The present study aims to ascertain whether dietary supplementation with a mixture of vitamins C and E may prevent the maternal-age-associated decrease in both the number of ovulated oocytes after exogenous ovarian stimulation and embryo development in vitro in the mouse. Experimental females were fed a standard diet supplemented with i) high doses of vitamins C and E from the first day of weaning until 12 or 40 weeks of age; or ii) moderate doses of vitamins C and E from the first day of weaning until 12 weeks of age or from 22 to 33 weeks of age. The age-related reduction in ovulation rate was partially prevented by supplementing diet with high doses of vitamins C and E from the first day of weaning. Shorter periods of treatment and lower doses of vitamins C and E were also efficient in preventing the maternal-age-associated reduction in ovulation rate after exogenous ovarian stimulation. No effect of maternal diet on fertilisation and embryo development was observed until the blastocyst stage. Although any extrapolation to human fertility should be made with caution, these findings may have direct implications for preventing or delaying maternal-age-associated infertility in humans.

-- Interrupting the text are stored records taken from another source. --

PR #64, opened 2017-08-24
FIX: Include empty/missing values to all reports and add support for all fields

moltude:
This PR addresses both DT-1546 and DT-1545. 

All sourceResource fields were added to the PropertyValueReport and PropertyDistinctValueReport. Case classes were also added to both report classes to tighten up the code. Adds an extraction method for the report values. This method is also used to extract the correct field from all the context case classes.

### DIFF
--- a/src/main/scala/dpla/ingestion3/reports/PropertyDistinctValueReport.scala
+++ b/src/main/scala/dpla/ingestion3/reports/PropertyDistinctValueReport.scala
@@ -1,8 +1,11 @@
 package dpla.ingestion3.reports
 
-import org.apache.spark.sql.{DataFrame, Row, SparkSession, Dataset}
+import org.apache.spark.sql.{DataFrame, Dataset, SparkSession}
 import dpla.ingestion3.model._
+import org.apache.spark.sql.functions.{col, explode}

Effect of intracellular Ca2+ chelation with the acetoxymethyl ester-derived form of bis(o-aminophenoxy)ethane-N,N,N,N',N'-tetraacetic acid on meiotic division and chromosomal segregation in mouse oocytes.

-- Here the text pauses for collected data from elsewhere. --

PR #65, opened 2017-08-28
thumbnail report

AudreyAltman:
This adds thumbnail QA reports.  It addresses [ticket 1501](https://digitalpubliclibraryofamerica.atlassian.net/browse/DT-1501).  It has been tested locally with PA data.

### DIFF
--- a/src/main/scala/dpla/ingestion3/reports/ThumbnailReport.scala
+++ b/src/main/scala/dpla/ingestion3/reports/ThumbnailReport.scala
@@ -1,0 +1,202 @@
+package dpla.ingestion3.reports
+
+import dpla.ingestion3.model.DplaMapData
+import org.apache.spark.sql.{DataFrame, Dataset, SparkSession}
+import scala.util.{Try, Failure, Success}
+import javax.imageio.ImageIO
+import java.net.URI
+
+/**
+  * Produces QA reports related to thumbnails (i.e. oreAggregation.preview).
+  *
+  * The "missing" report (i.e. params = "missing") returns all images that are
+  * missing thumbnails.
+  * The resulting Dataframe has the following columns:
+  *   - localUri: String, the provider URI for the item
+  *   - dplaUri: String, DPLA's URI for the item
+  *
+  * The "dimensions" report (i.e. params = "dimensions") returns the height and
+  * width of each image, plus any errors encountered when attempting to call the
+  * URI endpoint.  Please note that this report takes a long time to run, as it
+  * has to make an HTTP request for every thumbnail in the data sample.
+  * The resulting Dataframe has the following columns:
+  *    - localUri: String, the provider URI for the item
+  *    - dplaUri: String, DPLA's URI for the item
+  *    - preview: String, thumbnail URI
+  *    - height: Int, height in pixels of the image
+  *    - width: Int, width in pixels of the image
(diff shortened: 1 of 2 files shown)


src/main/scala/dpla/ingestion3/reports/ThumbnailReport.scala
```diff
@@ -0,0 +1,212 @@
...
+    * Warning: This process takes a long time to run.
+    */
+  def dimensionsReport(ds: Dataset[DplaMapData], spark: SparkSession): DataFrame = {
+    import spark.implicits._
+
+    val thumbnailData: Dataset[ThumbnailDimensions] = ds.map(dplaMapData => {
+
+      val uri: Option[URI] = previewUri(dplaMapData)
+
+      val preview: Option[String] = uri match {
```
mdellabitta: I think you can just do `uri.map(_.toString)` here.

src/main/scala/dpla/ingestion3/reports/ThumbnailReport.scala
```diff
@@ -0,0 +1,212 @@
...
+        case Some(uri) => Some(uri.toString)
+        case None => None
+      }
+
+      val dimensions: Option[Dimensions] = uri match {
```
mdellabitta: Similarly, you can do `uri.map(getDimensions)`

src/main/scala/dpla/ingestion3/reports/ThumbnailReport.scala
```diff
@@ -0,0 +1,212 @@
...
+    * @param uri URI for the thumbnail
+    * @return Dimensions case class containing the height and width, or an error
+    *         message if an error occurs.
+    */
+  def getDimensions(uri: URI): Dimensions = {
+    bufferedImg(uri) match {
+      case Success(bimg) =>
+        // Checking for null here creates a codacy error, but since BufferedImage
+        // is a Java class, it can legitimately be null.
+        if (bimg == null) Dimensions(error = Some("Buffered image is null."))
```
mdellabitta: Stupid Java! I'm thinking of writing a function somewhere that just returns `null` so we can use it instead of `null` everywhere else and have only one warning about it.

src/main/scala/dpla/ingestion3/reports/ThumbnailReport.scala
```diff
@@ -0,0 +1,212 @@
...
+    */
+  def dplaUri(dplaMapData: DplaMapData): String =
+    dplaMapData.oreAggregation.uri.toString
+
+  /**
+    * @param dplaMapData
+    * @return Option[URI], the thumbnail URI
+    */
+  def previewUri(dplaMapData: DplaMapData): Option[URI] =
+    dplaMapData.oreAggregation.preview match {
```
mdellabitta: you can use that .map trick here, too

src/main/scala/dpla/ingestion3/reports/ThumbnailReport.scala
AudreyAltman: Clever idea!

AudreyAltman:
Thanks, @mdellabitta, I made those style fixes you suggested.

mdellabitta:
👍 :shipit:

PURPOSE: Our purpose was to ascertain the effect of intracellular Ca2+ chelation on the chromosomal distribution and segregation of mouse oocytes during maturation in vitro. METHODS: Germinal vesicle oocytes were loaded with the acetoxymethyl ester-derived form of bis(o-aminophenoxy)-ethane-N,N,N',N'-tetraacetic acid (BAPTA-AM). Chromosomal distribution and segregation of control and BAPTA-AM-treated metaphase II (MII) oocytes were evaluated at 16 hr, and intracellular ATP content at 0, 1, and 16 hr after BAPTA-AM loading. RESULTS: BAPTA-AM treatment decreased (P < or = 0.05) the potential for in vitro maturation, increased (P < or = 0.0001) the percentage of oocytes displaying an abnormal distribution of metaphase II chromosomes in the meiosis II spindle and aneuploidy, and decreased (P < or = 0.005) the ATP content at 0, 1, and 16 hr of culture compared to the control groups. CONCLUSIONS: These findings raise some concern about any other condition/drug that may directly or indirectly decrease the intracellular Ca2+ concentration in human oocytes.

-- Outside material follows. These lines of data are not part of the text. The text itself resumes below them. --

PR #70, opened 2017-08-31
Xml Shredder

AudreyAltman:
This adds a pre-mapping report to shred harvested XML docs.  It addresses [ticket DT-1488](https://digitalpubliclibraryofamerica.atlassian.net/browse/DT-1488).

The report includes both `xmlns` data and prefixes for labels (ie. a label will be `record.about.oaiProvenance:provenance` instead of `record.about.provenance`.  This can be easily changed if it's too overwhelming for QA workflows.

I tried to write tests for `XmlShredder` but was running into some serialization issues within the test environment that I did not know how to solve.  I did test this locally with a sample of harvested data.

### DIFF
--- a/src/main/scala/dpla/ingestion3/PreMappingReporterMain.scala
+++ b/src/main/scala/dpla/ingestion3/PreMappingReporterMain.scala
@@ -1,0 +1,89 @@
+package dpla.ingestion3
+
+import dpla.ingestion3.premappingreports._
+import org.apache.log4j.{LogManager, Logger}
+import scala.util.{Failure, Try}
+
+/**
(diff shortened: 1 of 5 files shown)


AudreyAltman:
@mdellabitta I've made the changes we discussed, including:
1. Include the doc id in the data output.
2. Use `@attribute`, `@xmlns`, and `text()` notation
3. Change the expected input to the established harvested data model as opposed to the more complex OAI data model.
4. Create a stand-alone `XmlShredder` object that is unaware of the spark context; create an `XmlShredderReport` class to hand the spark context.
4. Fix indentation.

moltude:
Ran against MA data (490,428 records) and the output file was 13G 💥

PR #72, opened 2017-09-06
Minnesota Digital Library harvester

moltude:
Addresses DT-1505
    * Adds the MDL API harvester
    * Refactor the CdlResponse trait and corresponding case classes to ApiResponse
    * Add ApiHarvester trait that CDL and MDL both extend with common method saveOut()
    * ApiHarvester also includes a common invocation for running API harvests


src/main/scala/dpla/ingestion3/CdlHarvesterMain.scala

Ascorbate-supplemented media in short-term cultures of human embryos.

The present study aimed to evaluate whether ascorbate, a reactive oxygen species (ROS) scavenger, can improve fertilization and development of human embryos in vitro when added to the simple salt solution human tubal fluid (HTF) or the complex tissue culture medium Ham's F-10, which contains iron and copper in its formulation. Human oocytes, spermatozoa and embryos from 83 infertile IVF couples were randomly allocated and cultured in the presence or absence of 62.5 microM ascorbate in HTF medium (39 couples) or Ham's F-10 medium (44 couples). No significant effect of ascorbate on fertilization, number of cells and embryo grade per embryo on days 2 and 3 after insemination, or percentage of embryos showing developmental block on day 3 (those embryos that were still at the 2-cell stage) was observed when data were analysed together or divided into several groups according to the cause of infertility, quality of semen sample used for insemination and women's age in either of the two media tested. Despite these results, a positive effect of ascorbate on fertilization and embryo development in vitro cannot be totally ruled out until the effects of other, non-physiological concentrations of ascorbate and longer-term embryo cultures (to the blastocyst stage) have been tested.